It’s astonishing, really, to think that sibling band Kitty, Daisy and Lewis have now been going fifteen years. Perhaps it’s that they were so young when they started out; perhaps that it’s simply so difficult to imagine most families lasting a year in the high pressure environment of a touring band.
Even at fifteen years in, though, the Durham siblings still seem a young and oddly, wonderfully out of sync band. Chucking trends by the sidelines, they indulge in projects like building a studio to match the album they want to make, and produce a brand of old school rock n’ roll blended with folk, western, blues and old-world R&B that’s utterly at odds with today’s musical zeitgeist.
That, in itself, is something to love about them. The recording style could be from a pre-digital era, and is founded on musicianship and texture. The siblings collective list of instrumental competencies is longer enough to give a phenomenal range of potential styles, many of which can be found peaking into the the corners of beautifully constructed tracks.
Their latest album, simply called ‘Kitty, Daisy and Lewis The Third’ was released in late March, and explores themes of romantic anger and veiled protest, performed with a rockabilly edge and strung together by no lesser producer than The Clash’s Mick Jones.
The result is a theatrical brand of fun; a mish-mash of styles forming a unique and varied style, all melded together in their new Camden curry house home.
I caught up with the trio before their Dublin date, this Friday, May 22 at The Academy Green Room, to hear about working with Mick, building that studio and pigeon-holing in the music press…
Congratulations on album number three. Was this a very different proposition for you? Having started so young, does it feel like your music changes with you?
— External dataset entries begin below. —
PR #5791, opened 2026-08-15
Cover every function the BXL registry exposes, and anchor the date functions to UTC

habdelra:
BXL exposes a large function surface — jq's builtins, a curated Excel/formulajs
subset with four lazily-chunked families, the validator.js helpers, and the
authorization builtins — and the project asks that every one of them be
exercised by tests. Until now a good deal of that surface had never been called
by anything.

The original framing was to invoke every function through a `computeVia` on a
real card. Proving BXL works on cards and proving each function computes
correctly are different jobs, though, and only the first one needs a card. The
host integration suites already cover the first: all three syntax modes driving
`computeVia`, `linksTo` and query-backed `linksToMany` traversal,
`{ as: FieldDef }` materialization, null tolerance, Excel error sentinels,
cyclic graphs, and correct search docs across incremental reindex. Running 800
Excel functions through card fields on top of that would cost a lot of test time
to re-prove the plumbing, once per function.

So the exhaustive matrix lives in the package's own node suite against plain
JSON, where a case costs microseconds, and the card side gets the one thing it
alone can prove.

## The coverage suite

`packages/bxl/tests/unit/function-coverage-cli.ts` reads the list of functions
to cover out of the **resolved builtin registry** — every `NAME/arity` entry
across all libraries — and fails if any of them has no case. There is no
hand-maintained function list, so adding a builtin fails the suite until someone
covers it. The gate also rejects a case covering a name the registry no longer
exposes, which turns a future rename into a test failure rather than silent
coverage loss.

It currently reports:

```
BXL function coverage: 814 of 815 exposed functions invoked across 859 cases,
1 unreachable, 20 known defect(s)
```

and runs in under a second, so it costs nothing to keep in the normal suite.

Coverage is credited by **observed invocation**, not by what a case declares.
Every library's filters are wrapped in recorders before the registry resolves
them, so a case that claims `ROUND/2` but never reaches it fails, as does one
that only names it inside a branch that never runs. Both dispatch paths are
wrapped — the streaming filter and the bare filter that the compiled-scalar fast
path calls directly — so instrumenting does not push evaluation off the route
production takes.

Expected values were derived from each function's documented semantics *before*
running anything, rather than recorded from current behavior; a matrix that
photographs the implementation proves nothing. Where a closed form was available
it was used in preference to a table value — the standard normal CDF at 0 is
exactly ½, Beta(1,1) is uniform, `IPMT + PPMT` equals `PMT`, `EFFECT` and
`NOMINAL` invert each other — so the expectation is independently checkable.

One exposed name is unreachable and documented as such: `modulemeta/0` is a
reserved tokenizer keyword, so naming it is a parse error before dispatch, and
the filter itself only raises "not implemented".

## Time zones

A date case is evaluated under five zones — UTC, a negative whole-hour offset, a
half-hour offset, and both extremes of the offset range — and must give the same
answer in all of them. CI's zone is not a developer's zone, so a date case that
holds in one is a flaky test waiting to happen.

Building that guard turned up that the Excel date functions genuinely were
zone-dependent, which is a product bug and not a test-authoring problem:
`EOMONTH(DATE(2026,2,5),1)` returned 46112 under UTC and 46111 under
`America/Los_Angeles`. An Excel serial names a calendar day, so this matters
well beyond CI — a card's computeds are evaluated server-side during indexing,
in UTC, and again in the viewer's browser, in their zone, so the value baked
into the search doc and the prerendered HTML could disagree with what the viewer
sees, and two viewers in different zones could see two different cards from one
instance.

`TODAY`, `WEEKDAY`, `ISOWEEKNUM`, `EDATE` and `EOMONTH` built their epoch with a
local-time `Date` and read local accessors; a date string naming no zone was
resolved against the host. The local form is also self-inconsistent, because the
serial epoch materializes at a zone's 1899 offset while the result is read at
its modern one — which is how `EOMONTH(DATE(2026,1,31),-1)` could land a full
month out at +14. They are now constructed with `Date.UTC` and read with
`getUTC*`, and a zone-less date string has its civil fields re-anchored to UTC
while strings carrying an explicit offset still resolve as instants. Verified
zone-invariant and Excel-correct across nine zones.

Two upstream behaviors that had been lost came back with it: `EDATE` clamps
day-of-month to the target month's last day (a January 31st plus one month gave
March 3rd), and `TODAY` reads the same UTC clock `NOW` reads, so
`FLOOR(NOW()) = TODAY()` now holds everywhere.

The authoring-side consequence — that "today" and "now" are irreducibly local
however well the rest behaves, so an indexed computed reading one is a trap — is
recorded on the BXL authoring-skill issue rather than here.

## On cards

The host suites drove only the financial chunk through a `computeVia`, via
`PMT`, so nothing showed that the statistical, Bessel, engineering and
validator.js chunks reach a card at all. Each is a separate dynamic import and
`computeVia` is synchronous, unable to await one mid-compute, so a family
missing from the bundle surfaces as an unknown-function error rather than a
wrong number. A `LazyFormulaProbe` card in the tracking fixture now carries one
computed per remaining family and asserts its indexed search doc. It sits apart
from the insurance cards because those families have no place in that domain.

## What it found

Writing a case per function turned up 21 functions that return the wrong answer
— among them `capture` always returning `{}` because named groups are discarded,
`TIMEVALUE` dropping AM/PM so every afternoon time comes back twelve hours
early, and `WEIBULL_DIST` transposing shape and scale so that realistic
parameters saturate to 0 or 1. Separately, numeric literals with an exponent
(`1e3`) fail to tokenize at all.

One of the 21 is fixed here rather than filed: **`sort_by` was ordering by the
whole item instead of by the key expression**, because `_sort_by_impl` compared
the `{item, ref}` envelope and `"item"` sorts ahead of `"ref"`, leaving the key
to break ties only. So `sort_by(.v)` ordered elements by their entire JSON body
— and `docs/syntax-reference.md` ships `.orders | sort_by(.placedAt) | reverse`
as a worked example that did not do what it says. It is the most likely of these
to bite an author today and the fix is one line, matching what the sibling
`_group_by_impl` already did. Verified against jq 1.7 on ordering by a field, by
a derived key, by a negated key, on tie stability, and on multiple keys.

For the remaining 20, rather than assert the wrong answers to get a green suite,
each case keeps the **correct** assertion and carries a `knownDefect` note plus
a `produces` record of what the function returns today. The suite then requires
all three: the program reaches the function, misses the correct answer, and
misses it in the documented way. So a fix promotes the case, and a defect that
changes shape — a different wrong value, or a throw where there was a value —
reports that its note has gone stale rather than staying silently green.

The full inventory, with mechanism and file for each, is on its own issue. None
of it is introduced here; it was all already shipping, just untested.

## Reviewing

The family tables under `tests/unit/fixtures/function-coverage/` are the bulk of
the diff and are data — the interesting code is `runner.ts` (recording,
zone-looping, known-defect inversion), `case.ts` (the contract), and the gate at
the bottom of `function-coverage-cli.ts`.

`tests/unit/validation-helpers-cli.ts` still asserts values that the coverage
table also covers. That is deliberate rather than leftover duplication: it drives
them through `runNativeJqAsync`, which auto-loads the validation chunk from the
program source, whereas the coverage suite preloads every family up front. The
two prove different things about the same functions.


packages/bxl/src/formulajs/dateSerial.ts
```diff
@@ -2,6 +2,12 @@ import { parseExcelNumber } from './common.ts';
 import { EXCEL_ERROR, throwExcelError } from './errors.ts';
 
 const MS_PER_DAY = 24 * 60 * 60 * 1000;
+// A trailing `Z`, a GMT/UTC token, or a numeric offset means the string fixes
+// its own zone; anything else leaves the zone to the host. The offset has to
+// follow a time of day, because a bare trailing `-2026` — as in the
+// `DD-Mon-YYYY` form `30-Apr-2026` — is a year, not a -20:26 offset.
+const HAS_EXPLICIT_ZONE =
+  /[zZ]\s*$|\b(?:GMT|UTC)\b|\d:\d{2}(?::\d{2})?(?:\.\d+)?\s*[+-]\d{2}:?\d{2}\s*$/;
```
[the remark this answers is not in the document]
habdelra: [Claude Code 🤖] Confirmed and fixed in c412aadbb9.

Reproduced exactly as described: `DATEVALUE("April 30, 2026 23:30 EST")` gave 46143 under `TZ=UTC` and 46142 under `TZ=America/Los_Angeles`.

The deeper problem is that the check was a blacklist. Enumerating every way a zone can be written — `Z`, `+05:30`, `GMT`, `EST`, `Europe/Paris` — is a losing game, and each one missed silently reintroduces exactly the host dependence this change exists to remove. So the test is now a whitelist of the zone-*less* civil forms (`4/30/2026`, `2026/04/30`, `30-Apr-2026`, `April 30, 2026`, each with an optional time of day); anything else keeps the instant the parser produced. That inverts the failure mode: an unfamiliar format now falls back to the parser's answer, which is already correct whenever the string carries a zone.

Verified across 9 zones spanning −11 to +14: 15 forms, zoned and zone-less, all stable and matching Excel. Both your case and its zone-less twin are now coverage cases, so the distinction can't regress.

packages/bxl/tests/unit/fixtures/function-coverage/runner.ts
```diff
@@ -0,0 +1,225 @@
...
+  // fixed, and the case should go back to being an ordinary assertion.
+  if (testCase.knownDefect) {
+    if (!reached.has(testCase.covers)) {
+      return `the program never invoked ${testCase.covers}`;
+    }
+    return checkExpectation(testCase, outputs, thrown)
+      ? undefined
+      : `this case documents a known defect but now produces the expected ` +
+          `result. If ${testCase.covers} was fixed, drop its knownDefect note ` +
+          `so the case asserts normally.`;
```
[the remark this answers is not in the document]
habdelra: [Claude Code 🤖] Good catch — fixed in 01c2f5170b.

You're right that this was much weaker than it looked: `checkExpectation` returning any truthy string counted as "still broken", so a function could start returning a different wrong value, or throw where it had returned one, and the case would stay green while its `knownDefect` note quietly became fiction.

A `knownDefect` case now also carries `produces`, recording what the function returns today, and the runner requires all three conditions: the program reaches the covered function, misses the correct answer, and misses it *in the documented way*. A defect that changes shape now reports that its note has gone stale rather than passing. `produces` is required whenever `knownDefect` is set, enforced at runtime alongside the existing "exactly one of expected/outputs/throws/check" check.

Verified all four transitions: documented shape passes; a different wrong value reports "the defect changed shape"; a throw where there was a value reports the same; and a genuine fix still reports "drop its knownDefect and produces so the case asserts normally."

packages/bxl/src/formulajs/dateSerial.ts
```diff
@@ -93,12 +99,29 @@ export function parseExcelDate(value: unknown): Date {
...
+        return HAS_EXPLICIT_ZONE.test(value)
+          ? parsed
+          : utcDate(
+              parsed.getFullYear(),
+              parsed.getMonth(),
+              parsed.getDate(),
+              parsed.getHours(),
+              parsed.getMinutes(),
+              parsed.getSeconds(),
+            );
```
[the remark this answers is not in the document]
habdelra: [Claude Code 🤖] Confirmed and fixed in 04b7ee581b — `utcDate` now takes milliseconds and the re-anchoring passes `parsed.getMilliseconds()`.

This was a regression I introduced, not pre-existing: returning the parsed `Date` directly had preserved them, and rebuilding the civil fields silently truncated. Agreed on the consequence too — `daysBetween` rounds fractional-day differences, so a dropped sub-second could move an `XNPV`/`XIRR` day count.

packages/bxl/src/formulajs/dateSerial.ts
```diff
@@ -2,6 +2,15 @@ import { parseExcelNumber } from './common.ts';
 import { EXCEL_ERROR, throwExcelError } from './errors.ts';
 
 const MS_PER_DAY = 24 * 60 * 60 * 1000;
+// A date string denotes a calendar day only when it names no zone at all, and
+// only then may its civil fields be re-anchored to UTC. Spotting every way a
+// zone can be written is a losing game — `Z`, `+05:30`, `GMT`, `EST`,
+// `Europe/Paris` — and missing one silently reintroduces host dependence, so
+// recognize the zone-less civil forms instead and leave anything else as the
+// instant the parser produced. Covers `4/30/2026`, `2026/04/30`,
```
habdelra, line 10: [Claude Code 🤖] **This regex recognizes only a fraction of the zone tokens V8 actually honors, and every one it misses becomes host-dependent — the exact bug the rest of this change removes.** Blocking; this is a regression introduced here, not a pre-existing gap.

**What the runtime accepts.** V8's legacy date parser resolves a fixed offset for twelve tokens, and it is case-insensitive about all of them. Measured on the branch's Node:

```
token  V8 accepts  resolves to               regex says explicit
GMT    true        2026-04-30T12:00:00.000Z  true
UTC    true        2026-04-30T12:00:00.000Z  true
gmt    true        2026-04-30T12:00:00.000Z  false
utc    true        2026-04-30T12:00:00.000Z  false
UT     true        2026-04-30T12:00:00.000Z  false
PST    true        2026-04-30T20:00:00.000Z  false
pst    true        2026-04-30T20:00:00.000Z  false
EST/EDT/CST/CDT/MST/MDT/PDT — all accepted, all missed
```

`\b(?:GMT|UTC)\b` is case-sensitive and the alternation has no entry for `UT` or the eight US abbreviations, so all of those fall into the `else` branch of `parseExcelDate` and get their civil fields read back through the host zone and re-anchored to UTC.

**What that costs.** A string that names its own instant is re-read as a calendar day in whatever zone the process happens to be in, so the serial moves. Through the shipped functions, on this branch:

```
                                          UTC   | LA    | Kolkata | Kiritimati | Niue
DAY("30 Apr 2026 12:00:00 PST")           30    | 30    | 1       | 1          | 30
DATEVALUE("30 Apr 2026 12:00:00 PST")     46142 | 46142 | 46143   | 46143      | 46142
DATEVALUE("Thu, 30 Apr 2026 12:00:00 UT") 46142 | 46142 | 46142   | 46143      | 46142
```

**It is a regression.** I ran the same three expressions with `origin/main`'s `dateSerial.ts` swapped in and everything else on this branch. On `main` all three are stable at `30` / `46142` / `46142` in all five zones, because the old code always returned the parsed instant and the UTC-reading callers took it from there. The re-anchoring is what makes them move.

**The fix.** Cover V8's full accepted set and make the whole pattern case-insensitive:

(Kitty) Thank you! Yes I think our music is always changing/developing as we get older, not just the song writing but we’ve included more of our musical influences on this record too.
A derelict Indian restaurant in Camden Town… I totally get the desire to be in Camden, but how did the restaurant come about as a recording location? Did you just happen to be in there and like the acoustics, or is it just a place you could get hold of to convert?
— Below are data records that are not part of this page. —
PR #5794, opened 2026-08-17
Update boxel-icons to latest lucide and tabler icon sets

lukemelia:
## What this does

Bumps the icon source packages in `packages/boxel-icons` and regenerates the committed icon components via `pnpm rebuild:all`:

- `lucide-static` 0.447.0 → 1.31.0
- `@lucide/lab` 0.1.2 → 0.2.0
- `@tabler/icons` 3.19.0 → 3.46.0

Net effect on the icon set: **457 added, 43 removed, 623 updated** (6,841 icons total).

## Removed icons

The 43 removals are almost entirely lucide's brand icons (github, twitter, facebook, slack, figma, chrome, …), which lucide dropped from its set. Tabler's `brand-*` equivalents remain available for all of them.

- The only in-repo usages of a removed icon were two `linkedin` imports in `packages/experiments-realm`; they use tabler's `brand-linkedin` (visually equivalent) instead.
- Deployed icon URLs stay safe: `deploy:s3` uses `aws s3 sync` without `--delete`, so previously published icon modules remain served at boxel-icons.boxel.ai even after removal from the source set.

## Identifier collisions in the meta module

(Kitty) We’ve always lived in the area and our parents ate there when it was a restaurant. It’s a lovely building and we’ve always had an eye on it so when it went up for auction we jumped at the chance. We knew it would be a big job to take on as it was derelict for about 15 years but it was lots of fun once we got stuck in. And it was very exciting to get to work in a bigger space.
Mick Jones is quite some man to have fiddling about with your sound. What did you take from his involvement with the record?
(Kitty) It was a good laugh, usually it’s just the five of us in the studio and it can get really stressful. Having him there lifted our spirits and it was great to have another set of ears in the room. He also rehearsed with us prior to recording and he learnt all the songs on his guitar so he got to know them inside out.